Iris, disguised as one of Hector’s sisters, summons Helen:

“Helen in her rooms….
weaving a growing web, a dark red folding robe,
working into the weft the endless bloody struggles,
stallion-breaking Trojans and Argives armed in bronze
had suffered all for her at the god of battle’s hands”
(3.151-154).

So current events are already becoming art. A few older Trojan men gossip about Helen, “Beauty, terrible beauty!” (3.190), on her way to the “teichoskopia”: the viewing from the wall. King Priam invites Helen to speak with him: “I don’t blame you. I hold the gods to blame” (3.199).

He engages Helen in small talk, but it has the effect of introducing us to the cast of Greek characters, and perhaps there’s political advantage to be had as Priam innocently gathers this information from her about the key enemies: Agamemnon, Odysseus, Ajax, etc. Yet, it is nine years into the war, and surely the players are known by now. Might Priam also be subtly tormenting Helen, as she has to identify this series of brutalizers and silently acknowledge her responsibility? These are her relatives and avengers who may die, or who may be killing her current allies in Troy.

The arrangement is spelled out: if Paris wins … if Menelaus wins … if Menelaus wins and the Trojans do not honor the deal…. Lambs’ throats are slit in a sacrificial rite, so it must be deep and real. King Priam is designated to preside over the event, but:

“This is more than I can bear, I tell you —
to watch my son do battle with Menelaus
loved by the War-god, right before my eyes.
Zeus knows, no doubt, and every immortal too
which fighter is doomed to end all this in death” (3.361-365).

Priam then climbs into his chariot and takes off. “Thanks, Dad,” Paris must be thinking.

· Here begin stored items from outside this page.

PR #347, opened 2022-12-19
ci(tests): laggy reader test fix

audie1:
## Summary
test_tappingItem_displaysNativeReaderView in SavesTests.swift has this strange behavior where it's spending a lot of extra time scrolling the Reader UI. The test isn't currently breaking but it's using a lot of extra time so I'll add this as something to look into and fix as part of the Flakey tests work.

## References 
Jira ticket https://getpocket.atlassian.net/browse/IN-950

## Implementation Details
I'm going to change how the elements are found and scrolled to in order to fix this.

## Test Steps
The test should take much less time to complete after the changes.

## Screenshots
Gif in Slack:
https://pocket.slack.com/archives/C01UH57EJKD/p1670535231375889

### DIFF
--- a/Tests iOS/MyList/SavesTests.swift
+++ b/Tests iOS/MyList/SavesTests.swift
@@ -226,12 +226,13 @@ class SavesTests: XCTestCase {
         ]
 
         for expectedString in expectedContent {
-            let cell = app
-                .readerView
-                .cell(containing: expectedString)
-                .wait()
-
-            app.readerView.scrollCellToTop(cell)
+            guard app.readerView.cell(containing: expectedString).isHittable else {
+                app.readerView.element.swipeUp()
+                let cell = app.readerView.cell(containing: expectedString)
+                app.readerView.scrollCellToTop(cell)
+                XCTAssertTrue(cell.exists)
+                return
+            }
         }
     }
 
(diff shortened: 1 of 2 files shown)


Tests iOS/MyList/SavesTests.swift
```diff
@@ -226,12 +226,15 @@ class SavesTests: XCTestCase {
...
-            app.readerView.scrollCellToTop(cell)
+            if app.readerView.cell(containing: expectedString).isHittable {
+                print("The string was found:")
+                print(expectedString)
+            } else {
+                app.readerView.element.swipeUp()
+                let cell = app.readerView.cell(containing: expectedString)
+                app.readerView.scrollCellToTop(cell)
+                XCTAssertTrue(cell.exists)
+            }
```
cyndichin, line 237: does this check if its hittable first before scrolling? Do we want to an some assertions here instead of prints?

audie1: After discussion, we decided to go with a guard conditional, I'll implement that now.

cyndichin (approved):

audie1:
Merging now...

Previous run time: 61.432 seconds
New run time: 17.573 seconds

PR #348, opened 2022-12-20
feat(search): search return type

timc-mozilla:
## Summary
* changed return key type

## References 
* [IN-969](https://getpocket.atlassian.net/browse/IN-969)

## Implementation Details
* changed return type

## Test Steps
* Go to search
* if nothing is entered, search should be not allowed
* if text is entered, search should be allowed

## PR Checklist:
- [x] Basic Self QA

### DIFF
--- a/PocketKit/Sources/PocketKit/MyList/SavesContainerViewController.swift
+++ b/PocketKit/Sources/PocketKit/MyList/SavesContainerViewController.swift
@@ -129,6 +129,7 @@ class SavesContainerViewController: UIViewController, UISearchBarDelegate {
 
     func searchBar(_ searchBar: UISearchBar, selectedScopeButtonIndexDidChange selectedScope: Int) {
         guard let titles = searchBar.scopeButtonTitles else { return }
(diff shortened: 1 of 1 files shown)


PocketKit/Sources/PocketKit/MyList/SavesContainerViewController.swift
```diff
@@ -20,7 +20,7 @@ protocol SelectableViewController: UIViewController {
     func didBecomeSelected(by parent: SavesContainerViewController)
 }
 
-class SavesContainerViewController: UIViewController, UISearchBarDelegate {
+class SavesContainerViewController: UIViewController, UISearchBarDelegate, UITextFieldDelegate {
```
cyndichin, line 23: why do we need to add this delegate?

timc-mozilla: needed it for an older solution i had for it. removed now.

cyndichin (approved):
🔥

After the arming, the two fight. Paris hurls a spear; Menelaus, “Shaking his spear” (3.413), takes a shot. They swing swords. Menelaus soon gets a grip of Paris’ helmet strap, “cut from a bludgeoned ox” (3.434), and swings him around, choking him, “mad for the kill” (3.439), until Aphrodite whisks Paris away from the battlefield, leaves “swirls of mist / and set him down in his bedroom filled with scent” (3.440-441).

Aphrodite then summons a reluctant Helen, who seems entirely burned out on love: “Maddening one, my Goddess, oh what now? Lusting to lure me to my ruin yet again?” (3.460-461); “I’ll never go back again. It would be wrong, / disgraceful to share that coward’s bed once more. / The women of Troy would scorn me down the years” (3.474-476). The goddess resorts to threats to get Helen to go to Paris. Helen then insults Paris: “So, home from the wars! / Oh would to god you’d died there, brought down / by that great soldier, my husband long ago” (3.499-501): kind of a turn-off, one would think. Nevertheless, Paris rhapsodizes:

“But come —
let’s go to bed, let’s lose ourselves in love!
Never has longing for you overwhelmed me so,
no, not even then, I tell you, that first time
. . . .
That was nothing to how I hunger for you now —
irresistible longing lays me low!”
(3.516-524).

Does this sound romantic and attractive to you? It will become clear later that the Greeks do not think so, but that this is a dangerous, even disastrous, example of irresponsible escapism.

On the battlefield, all are dumbfounded, Menelaus declares victory, and the Greeks cheer for more battle — nothing has been accomplished.